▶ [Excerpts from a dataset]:
################

PR #659, opened 2023-03-20
Show "Check Availability" for all non-seas rooms

### LINKED ISSUE #596: Meeting Modal: Non-SEAS room availability
Currently, Non-SEAS rooms show as available in the Rooms List, but we cannot actually guarantee that those rooms are available. We should instead show "Check Availability." This is currently hard-coded to show when Campus === 'FAS', but we should change "FAS" to "Non-SEAS."

We're no longer using "FAS" as the descriptor for rooms not owned by SEAS, as this could expand the number of campuses greatly if rooms in e.g. HBS or Longwood are added in the future.

This may require changing some tests.

rmainseas:
Any rooms not managed by SEAS were assumed to be FAS. However, given the possible usage of HBS, Longwood etc. rooms in the future....adding a special case for each campus would quickly become unmanagable. Add to that the fact that HBS is _technically_ in Allston.

Therefore, any non-seas rooms are now part of a ficticious "Non-SEAS" campus in the campus table rather than creating special cases for each Harvard school. This still allows the room to be booked, but under the proviso of "We don't have any availability for this room, so you should double check with room book"

## Types of changes

      to change)

## Checklist:

## Priority:
- [x] Normal 
- [ ] High 

## Related Issues:

Fixes #596

### DIFF
--- a/src/client/components/pages/Courses/RoomSelectionTable.tsx
+++ b/src/client/components/pages/Courses/RoomSelectionTable.tsx
@@ -65,8 +65,8 @@ const displayAvailability = (
   if (meetingTitles.length > 0) {
     return `No (${meetingTitles.join(', ')})`;
   }
-  if (campus === 'FAS') {
-    return 'Check FAS Availability';
+  if (campus === 'Non-SEAS') {
+    return 'Check Availability';
   }
   return 'Yes';
 };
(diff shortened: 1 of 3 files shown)


jonseitz (approved):
Looks good!

PR #662, opened 2023-03-28
Update display of related courses in Faculty Schedule

### LINKED ISSUE #642: Faculty/Plan/Schedule: Apply "sameAs" logic to other interfaces

natalynyu:
This PR updates the display of the Faculty Schedule to include the courses that are related via the "same as" relationship set in the `Course` entity. This is considered a breaking change, because it includes a migration to add the `sameAs` column to the `ScheduleBlockView` so that we can get access to this relationship.  

## Types of changes

      to change)

## Checklist:

## Priority:
- [x] Normal 
- [ ] High 

## Related Issues:

Fixes #642

### DIFF
--- a/src/client/components/pages/Faculty/FacultyScheduleTable.tsx
+++ b/src/client/components/pages/Faculty/FacultyScheduleTable.tsx
@@ -29,7 +29,6 @@ import {
 } from '@fortawesome/free-solid-svg-icons';
 import {
   FacultyAbsence,
-  FacultyCourse,
   FacultyResponseDTO,
 } from 'common/dto/faculty/FacultyResponse.dto';
 import {
@@ -45,6 +44,7 @@ import {
 import { CellLayout } from 'client/components/general';
 import { MetadataContext } from 'client/context/MetadataContext';
 import { absenceToVariant } from '../utils/absenceToVariant';
+import { deduplicateCourses } from '../utils/deduplicateCourses';
 
 /**
  * Describes the semester specific filter(s)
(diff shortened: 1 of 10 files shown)


Urjikoo (approved):
Looks good!

PR #664, opened 2023-04-04
Feature/656 course report add same as field to spreadsheet

### LINKED ISSUE #656: Course Report: Add SameAs field to spreadsheet
Per discussion with users, they'd like to have a quick way to see which courses have been marked as "SameAs" to others in the spreadsheet. We should duplicate the data that we're currently displaying in the Courses table, possibly with **bolding** or [brackets] around the "primary" course when it's in the list.

Urjikoo:
## Describe your changes
 This PR adds a field to the course report download spread sheet. When a user clicks on `Download Course Report` button, whether the sameAs selected in the `customized view` menu or not, sameAs field appears next to notes column with sameAs information.  

## Types of changes

      to change)

## Checklist:

## Priority:
- [X] Normal 
- [ ] High 

## Related Issues:

Fixes #656

### DIFF
--- a/src/server/report/report.service.ts
+++ b/src/server/report/report.service.ts
@@ -51,6 +51,7 @@ export class ReportService {
       { header: 'Is Seas?', key: 'isSEAS' },
       { header: 'Is Undergrad?', key: 'isUndergrad' },
       { header: 'Notes', key: 'notes' },
+      { header: 'SameAs', key: 'sameAs' },
     ];
     yearRange.forEach((year) => {
       const springYear = year.toString().substr(2);
@@ -82,6 +83,7 @@ export class ReportService {
         isSEAS: isSEASEnumToString(course.isSEAS),
         isUndergrad: course.isUndergraduate ? 'Undergraduate' : 'Graduate',
         notes: course.notes,
+        sameAs: course.sameAs,
       };
       yearRange.forEach((year, yearIndex) => {
         const courseInYear = allCourseData[yearIndex][courseIndex];
@@ -128,7 +130,6 @@ export class ReportService {
     (_, index) => startYear + index);
     // Create an object with year keys pointing to lists of faculty info
     const yearToFaculty = await this.facultyService.getAllByYear(yearList);
-
     const facultyToInfoMap: { [id: string]: {
       [year: string]: FacultyResponseDTO } } = {};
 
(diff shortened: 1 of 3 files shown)


src/server/report/report.service.ts
```diff
@@ -82,6 +83,7 @@ export class ReportService {
         isSEAS: isSEASEnumToString(course.isSEAS),
         isUndergrad: course.isUndergraduate ? 'Undergraduate' : 'Graduate',
         notes: course.notes,
+        sameAs: course.sameAs,
```
natalynyu, line 86: The course's `sameAs` field value refers to a course's parent (if one exists). If you take a look at the `Course` entity, the `sameAs` field points to one course. From the description of the ticket, I think that we want to also pull in the course's siblings to the excel report if any exist. The logic to get this information is a bit more complicated. 

I think one way to accomplish this would be to create a separate helper function that returns an array of objects. Each key in the object would be a parent course, and the value would be an array of its the parent course's children. From there you could parse this result to get all of the `sameAs` course information. 

There are likely other ways to tackle this problem, but that was just the first idea that came to mind.

natalynyu (changes requested):
Hi Urji, you're on the right track with this, but we need some additional information to complete the goal of the ticket. The report should list not only the course parent but also any course siblings if they exist. Also, if the course itself is the parent, the `sameAs` excel field should list the course child/children.

src/server/report/report.service.ts
natalynyu: Sorry for the confusion - you can disregard the above comment. The sameAs courses are showing as expected.

src/server/report/report.service.ts
```diff
@@ -51,6 +51,7 @@ export class ReportService {
       { header: 'Is Seas?', key: 'isSEAS' },
       { header: 'Is Undergrad?', key: 'isUndergrad' },
       { header: 'Notes', key: 'notes' },
+      { header: 'SameAs', key: 'sameAs' },
```
natalynyu: The header should probably be "Same As" for the excel sheet.

src/server/report/report.service.ts
natalynyu, line 86: The ticket suggests possibly bolding or putting brackets around the parent course. Was this discussed further?

Urjikoo: Per our discussion, leaving the font style  as is for now.

natalynyu (approved):
LGTM! Merge away when ready.

PR #666, opened 2023-04-06
Fix bug to allow users to unpair sameAs value in Course Modal

### LINKED ISSUE #650: "Same As" Courses cannot be unpaired
It seems that a "sameAs" course cannot be unpaired after being set. When Sarah Colgan tried to remove ES 237 from EPS 237, she was able to save the course but afterwards the two are still linked in the database. This might be an over-eager validation step that's interpreting a blank "SameAs" field as `undefined`, and thus skipping it when updating a course. 

Sarah's email:

> I’m hoping you can help with a specific case: I’d like to unpair ES 237 from EPS 237. I tried to remove ES 237 from EPS 237, but it doesn’t stick.
> These courses were co-listed through spring 2019, but we no longer allow co-listing grad courses across EPS and ES, so I’d like to unpair and then retire ES 237. Going forward, it will only be offered as an EPS course (which will be offered in Spring 2024).

natalynyu:
This fixes a bug in the Course modal that was preventing users from being able to save the `saveAs` value as `null` when the course previously had a non `null` value.

## Types of changes

      to change)

## Checklist:

## Priority:
- [x] Normal 
- [ ] High 

## Related Issues:

Fixes #650

### DIFF
--- a/tests/integration/e2e/SchedulePage.test.tsx
+++ b/tests/integration/e2e/SchedulePage.test.tsx
@@ -193,7 +193,7 @@ describe('End-to-end Schedule Page tests', function () {
         const parentMeetingInfo = `${parentCourseDay}, ${parentStartTime} to ${parentEndTime} in ${parentLocation}`;
         const childCourseInfo = `${testChildCourse.prefix} ${testChildCourse.number} on ${parentMeetingInfo}`;
         await renderResult.findByText(childCourseInfo);
-      }).timeout(120000);
+      });
     });
   });
 });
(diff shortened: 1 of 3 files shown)


tests/integration/e2e/SchedulePage.test.tsx
```diff
@@ -193,7 +193,7 @@ describe('End-to-end Schedule Page tests', function () {
         const parentMeetingInfo = `${parentCourseDay}, ${parentStartTime} to ${parentEndTime} in ${parentLocation}`;
         const childCourseInfo = `${testChildCourse.prefix} ${testChildCourse.number} on ${parentMeetingInfo}`;
         await renderResult.findByText(childCourseInfo);
-      });
+      }).timeout(120000);
```
rmainwork: Unless I'm missing something, I don't think you need this here as [this change is already on `develop`](https://github.com/seas-computing/course-planner/blob/develop/tests/integration/e2e/SchedulePage.test.tsx#L196).

rmainwork (changes requested):
Looks good. Just one change RE: e2e tests.

tests/integration/e2e/SchedulePage.test.tsx
natalynyu: Thanks Robert! This was my attempt at fixing the build issues I was seeing.

rmainwork (changes requested):
This looks great, merge away

rmainwork (approved):

PR #667, opened 2023-04-10
Bugfix/move styled footer component to resolve build issue

Urjikoo:
Initially the new styled footer component `CustomFooter` was initialized in app component because of that the build on github was failing. Therefore it's now initialized right before app component. 

## Types of changes

      to change)

## Checklist:

## Priority:
- [X] Normal 
- [ ] High 

## Related Issues:

Fixes #___

### DIFF
--- a/src/client/components/App.tsx
+++ b/src/client/components/App.tsx
@@ -22,37 +22,20 @@ import {
   MarkOneWrapper,
   PageBody,
   LoadSpinner,
-  Footer,
   ExternalLink,
 } from 'mark-one';
 import { getCurrentUser } from 'client/api';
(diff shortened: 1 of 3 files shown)


natalynyu (changes requested):
As Jonathan suggested in the sprint planning meeting, we should probably move this `CustomFooter` component away from the `App` file. I think it would make sense to create a new file in the `src/client/components/layout` directory.
image

Just as a note, you will need to export in the `index.ts` file like we've done for the other components in the directory:
image

natalynyu (approved):
Looks great! Approved.

PR #669, opened 2023-04-19
Improve course instance offered tests

### LINKED ISSUE #628: Investigate phantom test failures
We continue to see frequent failing test runs, which usually resolve after re-running the test suite a few times. It's almost always a single end-to-end test, though it's not consistently the same one. I thought that #521 and #522 would have fixed it, but the issue still seems to be there. As a course for investigation, I'd like to:

1. Look into most recent unexplainable test failure, and try to triangulate which tests are failing.
2. Look into those specific failing tests, as well as the ones around them in case of aysnc leakages.
3. Watch test runs over the next week to check for continued failures.
4. For future, look into how we might increase performance on test runs, to close up our iteration cycles.

natalynyu:
The original tests related to updating the `offered` field value were not explicitly defining the original offered value, potentially causing typeorm to find retired courses and trying to unretire them. This could be what is potentially causing the tests to fail in the build. These changes explicitly define the original and updated retired values so that the original course instance selected is not one that unexpectedly has a retired value for the offered field.

## Types of changes

      to change)

## Checklist:

## Priority:
- [ ] Normal 
- [x] High 

## Related Issues:

Fixes #628

### DIFF
--- a/tests/integration/e2e/CoursesPage.test.tsx
+++ b/tests/integration/e2e/CoursesPage.test.tsx
@@ -1308,19 +1308,24 @@ describe('End-to-end Course Instance updating', function () {
       let editSpringOfferedButton: HTMLElement;
       let editFallOfferedButton: HTMLElement;
       beforeEach(async function () {
-        const [prefix, number] = courseNumber.split(' ');
-        await courseRepository.findOneOrFail(
-          {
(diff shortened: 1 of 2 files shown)


rmainwork (approved):
This looks great. Merge away!

Issue #411, opened 2019-12-16
Tooltip configurable timers


skokenes:
### Current Behavior

The tooltip is hardcoded with the following timer values:

rest timer: 100ms
leave timer: 500ms

### Desired Behavior

These values sometimes produce an awkward UX, especially the leave timer of 500ms which can feel like an eternity after the user stops focusing an element with a tooltip. It would be great to be able to pass props to control what these timer values are.

### Suggested Solution

Provide props like `leaveTime`, `restTime` for the `Tooltip` component to override the 100ms, 500ms default values

### Who does this impact? Who is this for?

All users of the tooltip that want to customize it for their UX.

### Describe alternatives you've considered

My alternative is to fork the library - I don't see any way to accomplish the desired feature with the existing @reach API.

andreypopp:
The tooltip should probably be hidden immediately when element loses focus.

skokenes:
I believe it doesn't hide immediately when an element loses focus in order to have a better experience when moving focus from one element to another. A timer is used to prevent flashing a tooltip on and off.

My perspective is that this is great but the default time is too long, causing an awkward UX when going from focusing an element to not focusing anything. I'd like to shorten that time

chancestrickland:
We may consider this at some point but we're going to hold for the time being. Recommendations from W3 on specific tooltip behavior are still under consideration, and I suspect there may be spec around the timer details when they eventually land on something. I'd hate to introduce an API only to be forced to take it away.

patrickdbakke:
@chancestrickland I have this working on a local fork. Would you entertain a PR with experimental props?

```
<Tooltip enterTime={1000} leaveTime={1000}/>
```

I could include a `console.warn` message "`enterTime` and `leaveTime` are non-standard props for tooltip timing, and this api may change at any tme"

chancestrickland:
Per my comment above, I would prefer not to do that at this time. We may consider it after our WebAIM review, but in the mean time If you have a need for this I'd recommend using https://www.npmjs.com/package/patch-package

patrickdbakke:
Sounds good! Thanks @chancestrickland !

gnapse:
Isn't it the current recommendation to remove the tooltip as soon as the element looses focus or on mouse out?

> If the tooltip is invoked when the trigger element receives focus, then it is dismissed when it no longer has focus (onBlur). If the tooltip is invoked with mouseIn, then it is dismissed with on mouseOut.

[...]

PR #417, opened 2020-01-03
@reach/tooltip - Change leaving time

eng-almeida:

This pull request:

- [ ] Creates a new package
- [x] Other

If creating a new package:

  - [ ] `examples` directory

## Tooltip: Update leaving time

The intent of this PR is to standardize the tooltip visible leaving time with the [entering time](https://github.com/reach/reach-ui/blob/master/packages/tooltip/src/index.js#L201).

### DIFF
--- a/packages/tooltip/src/index.js
+++ b/packages/tooltip/src/index.js
@@ -210,7 +210,7 @@ let leavingVisibleTimer;
 
 function startLeavingVisibleTimer() {
   clearTimeout(leavingVisibleTimer);
-  leavingVisibleTimer = setTimeout(() => transition("timecomplete"), 500);
+  leavingVisibleTimer = setTimeout(() => transition("timecomplete"), 100);
 }
 
 function clearLeavingVisibleTimer() {


chancestrickland:
@eng-almeida Can you explain your rationale a bit more? What is the argument over choosing a 100ms delay vs. a 500ms delay? Is this an arbitrary preference or is there precedent for this choice that we've missed?

eng-almeida:
@chancestrickland I should have put a better description on the PR description, sorry about that.
As it is right now there are 2 different timer values, 100 ms for the enter event and 500 ms for the leave event. Is this the intended behaviour? Wouldn't make sense to use the same value? Also isn't 500 ms a bit too much?

chancestrickland:
Personally I feel like it makes sense to have the tooltip stick around a bit longer on exit. If you don't quite rest the cursor steadily at first, it gives the user a small opportunity to correct without seeing a flicker. There doesn't appear to be a standard here, and I'm opening to exposing props for a bit more control here.

chancestrickland:
I'm going to close this for now per my comment here: https://github.com/reach/reach-ui/issues/411#issuecomment-573970811

We may revisit this after the 1.0 release and a subsequent audit from WebAIM, but I don't want to introduce any changes here without better guidance on the accessibility impact.

PR #430, opened 2020-01-15
Allow passing in an optional name prop for <Combobox />

et:
I am using [react-hook-form](https://react-hook-form.com/) as my form library. This form library expects a way to pass a`ref` in which `ComboboxInput` already provides. Additionally, it also expects that the internal DOM element has a `name` prop defined which `ComboInput` doesn't have.

Hence, this PR allows an optional `name` prop that gets passed to the underlying `<input />` tag.

This pull request:

- [ ] Creates a new package
- [ ] Other

If creating a new package:

  - [ ] `examples` directory

### DIFF
--- a/packages/combobox/src/index.tsx
+++ b/packages/combobox/src/index.tsx
@@ -402,6 +402,7 @@ export const ComboboxInput = forwardRefWithAs<"div", ComboboxInputProps>(
       onBlur,
       onFocus,
       value: controlledValue,
+      name,
       ...props
     },
     forwardedRef
@@ -489,6 +490,7 @@ export const ComboboxInput = forwardRefWithAs<"div", ComboboxInputProps>(
         {...props}
         data-reach-combobox-input=""
         ref={ref}
+        name={name}
         value={inputValue || ""}
         onClick={wrapEvent(onClick, handleClick)}
         onBlur={wrapEvent(onBlur, handleBlur)}
@@ -538,6 +540,10 @@ export type ComboboxInputProps = {
    * @see Docs https://reacttraining.com/reach-ui/combobox#comboboxinput-value
    */
   value?: ComboboxValue;
+  /**
+   * The name attribute of the internal <input /> element.
+   */
+  name?: string;
 };
 
 ComboboxInput.displayName = "ComboboxInput";


packages/combobox/src/index.tsx
```diff
@@ -489,6 +490,7 @@ export const ComboboxInput = forwardRefWithAs<"div", ComboboxInputProps>(
         {...props}
```
chancestrickland: Note here we spread all of the other props into the underlying input

chancestrickland:
This shouldn't be necessary. You can already pass a name prop, as any props not explicitly defined are spread into the underlying input component. I left a comment in the code you submitted for reference.

chancestrickland:
Curious though, are you getting a type error when attempting to use a name prop? If so I think I may need to make an adjustment elsewhere.

et:
Thanks for the response @chancestrickland. I am getting the following error:

```ts
<ComboboxInput name="text" />
```
Screen Shot 2020-01-16 at 1 31 23 PM


```ts
No overload matches this call.
  Overload 1 of 2, '(props: ComboboxInputProps & Pick<any, string | number | symbol> & { as?: any; } & { as: any; }): Element', gave the following error.
    Property 'as' is missing in type '{ name: string; }' but required in type '{ as: any; }'.
  Overload 2 of 2, '(props: PropsWithAs<"div", ComboboxInputProps>): Element', gave the following error.
    Type '{ name: string; }' is not assignable to type 'IntrinsicAttributes & ComboboxInputProps & Pick<Pick<DetailedHTMLProps<HTMLAttributes<HTMLDivElement>, HTMLDivElement>, "placeholder" | ... 250 more ... | "onTransitionEndCapture"> & { ...; }, "ref" | ... 251 more ... | "onTransitionEndCapture"> & { ...; }'.
      Property 'name' does not exist on type 'IntrinsicAttributes & ComboboxInputProps & Pick<Pick<DetailedHTMLProps<HTMLAttributes<HTMLDivElement>, HTMLDivElement>, "placeholder" | ... 250 more ... | "onTransitionEndCapture"> & { ...; }, "ref" | ... 251 more ... | "onTransitionEndCapture"> & { ...; }'.ts(2769)
types.d.ts(14, 9): 'as' is declared here.
```

PR #432, opened 2020-01-19
[Several Packages] Remove several type casts

skovy:

This pull request:

- [ ] Creates a new package
- [x] Other (types)

The inspiration for these changes [was this tweet](https://twitter.com/chancethedev/status/1218399362746933248) 😅. I didn't see any contributing guidelines _(I could've missed them)_ so I wasn't confident if it was necessary to do a PR per package? If that's the case, I'm happy to separate out these changes!

I searched for `as any` in the codebase and attempted to resolve most of the more straightforward ones. There are a few more but those will likely be much more involved. 

There were a few types of changes:

- Converted the prop types `() => {}` to `() => null` to comply with their type definitions. [They expect either `Error` or `null`](https://github.com/DefinitelyTyped/DefinitelyTyped/blob/d459d36f4e1f47c3c6273b287718c79426e41a9f/types/prop-types/index.d.ts#L41).
- Converted the `ElementTypes`'s `RegionTypes`'s value to have a index signature of a `string`. This allowed removing the type case of `key as any` and to complies with `Object.keys`: ["An array of strings that represent all the enumerable properties of the given object."](https://developer.mozilla.org/en-US/docs/Web/JavaScript/Reference/Global_Objects/Object/keys#Syntax).
```js
// array like object
const obj = { 0: 'a', 1: 'b', 2: 'c' };
console.log(Object.keys(obj)); // console: ['0', '1', '2']
```
- Simplified `isRightClick`. Previously the statement `"which" in nativeEvent` was evaluated as always true so the second `else if` was always `never`. If accessing one of these fields and it doesn't exist it should be `undefined` and since this was using triple equals we should be safe against something like `0 == undefined`.  So it should be safe to remove the check before accessing the fields? I'm happy to revert if this is an unsafe change. I verified with logic like this: 
```js
const ev = new MouseEvent("myDummyTest")
ev.which === 1 || ev.button === 1 // true
ev.wat === 1 || ev.idk === 1 // false
```
- Since it appears `currentStyle` was used very intentionally for IE support ([assuming from the MDN docs](https://developer.mozilla.org/en-US/docs/Web/API/Element/currentStyle)) I added a type `HTMLElementWithCurrentStyle` to allow accessing that attribute since it will probably never get added to the TS libraries.
- Allowed `useForkedRef` to accept `undefined` because it should safely handle in `assignRef` with the _double_ equality check of `if (ref == null) return;`.
- Fixed unrelated typo

### DIFF
--- a/packages/alert-dialog/src/index.tsx
+++ b/packages/alert-dialog/src/index.tsx
@@ -78,7 +78,7 @@ export const AlertDialogOverlay = forwardRef<HTMLDivElement, AlertDialogProps>(
       >
         <DialogOverlay
           {...props}
-          ref={forwardRef as any}
+          ref={forwardRef}
           data-reach-alert-dialog-overlay
           initialFocusRef={leastDestructiveRef}
         />
@@ -138,7 +138,7 @@ export const AlertDialogContent = forwardRef<
       role="alertdialog"
       aria-labelledby={labelId}
       {...props}
-      ref={forwardRef as any}
+      ref={forwardRef}
       // lol: remove in 1.0
       data-reach-alert-dialong-content
       data-reach-alert-dialog-content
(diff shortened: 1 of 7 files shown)


chancestrickland:
Beautiful. Thanks so much for the assist here! I'll take a look at everything tomorrow and let you know if I have any questions or concerns before merging.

################

▶ [EXERCISE DIRECTIONS]: For this exercise, please output exactly the lines above starting at the line with "Sounds good! Thanks @chancestrickland !" and ending at the line with "Isn't it the", ends included.

▶ [YOUR RESPONSE]:
Sounds good! Thanks @chancestrickland !

gnapse:
Isn't it the current recommendation to remove the tooltip as soon as the element looses focus or on mouse out?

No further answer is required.